Connect Dify to Ollama
With Ollama running and reachable, add it as a model provider inside Dify:
- Open your Dify instance and click your avatar in the top-right corner.
- Go to Settings then Model Provider.
- Scroll down to find Ollama and click Add Model.
- Set the Base URL to
http://host.docker.internal:11434. - Enter the Model Name exactly as listed by
ollama list(e.g.llama3.1:8b). - Click Save — Dify will test the connection. A green checkmark confirms success.
- The model is now available in all your Dify apps and workflows.

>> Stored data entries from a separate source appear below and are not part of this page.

PR #989, opened 2022-08-24
Add put and get notification settings

Boydbueno:


openapi/components/schemas/NotificationSettings.yaml
```diff
@@ -0,0 +1,19 @@
+type: object
+description: The settings for organization notifications.
+properties:
+  notifyOnUserAccessChanges:
+    description: Specifies if a notification should be sent when there are changes in user access.
+    type: boolean
+    default: false
+    example: false
+  notifyOnApiKeyAccessChanges:
+    description: Specifies if a notification should be sent when there are changes in API key access.
```
adamaltman, line 10: Does this include the creation of a new API key?

openapi/components/schemas/NotificationSettings.yaml
```diff
@@ -0,0 +1,19 @@
+type: object
+description: The settings for organization notifications.
+properties:
+  notifyOnUserAccessChanges:
+    description: Specifies if a notification should be sent when there are changes in user access.
```
adamaltman, line 5: Does this include the creation of a new user?

plugins/products-bundler/mapping/Core.yaml
```diff
@@ -39,6 +39,7 @@ x-tagGroups:
       - Custom fields
       - Files
       - Search
+      - Email notifications
```
adamaltman, line 42: This doesn't seem part of Core but part of Users IMO.

adamaltman (changes requested):

openapi/components/schemas/NotificationSettings.yaml
```diff
@@ -0,0 +1,19 @@
...
+    type: boolean
+    default: false
```
adamaltman, line 7: Why a default value? Also, shouldn't these be on by default with the default value in the email addresses list as the org creator (original owner)?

Tip: Repeat step 5 for each model you pulled. You can add as many Ollama models as you like — each appears as a separate selectable model within Dify.
LocalAI — An OpenAI-Compatible Alternative
If you prefer an OpenAI-compatible API surface, LocalAI is an excellent alternative to Ollama. It exposes endpoints like /v1/chat/completions so you can use Dify's existing OpenAI integration without any extra configuration.
Run LocalAI with Docker (GPU)
# Run LocalAI with Docker (GPU-enabled)
docker run -d --gpus all -p 8080:8080 -v /path/to/models:/models --name local-ai localai/localai:latest-aio-gpu-nvidia-cuda-12 Once running, configure Dify with Model Provider: OpenAI-API-compatible, set the base URL to http://host.docker.internal:8080/v1, and use any model name you have loaded in LocalAI. No API key is required for local deployments.
Model Recommendations by Use Case
Choose your model based on available VRAM and the quality-speed tradeoff your application needs.
| Model | VRAM Required | Speed | Best For |
|---|---|---|---|
llama3.1:8b | ~6 GB | Fast | General purpose, chat |
mistral:7b | ~5 GB | Very fast | Speed-critical apps |
codellama:13b | ~10 GB | Medium | Code generation |
llama3.1:70b | ~40 GB | Slow | High-quality outputs |
mixtral:8x7b | ~26 GB | Medium | Balanced quality/speed |
VRAM Quick Reference
These are approximate requirements for full-precision (fp16) inference. Quantized models (Q4/Q5) can reduce VRAM usage by 30–50%, allowing larger models to run on smaller GPUs.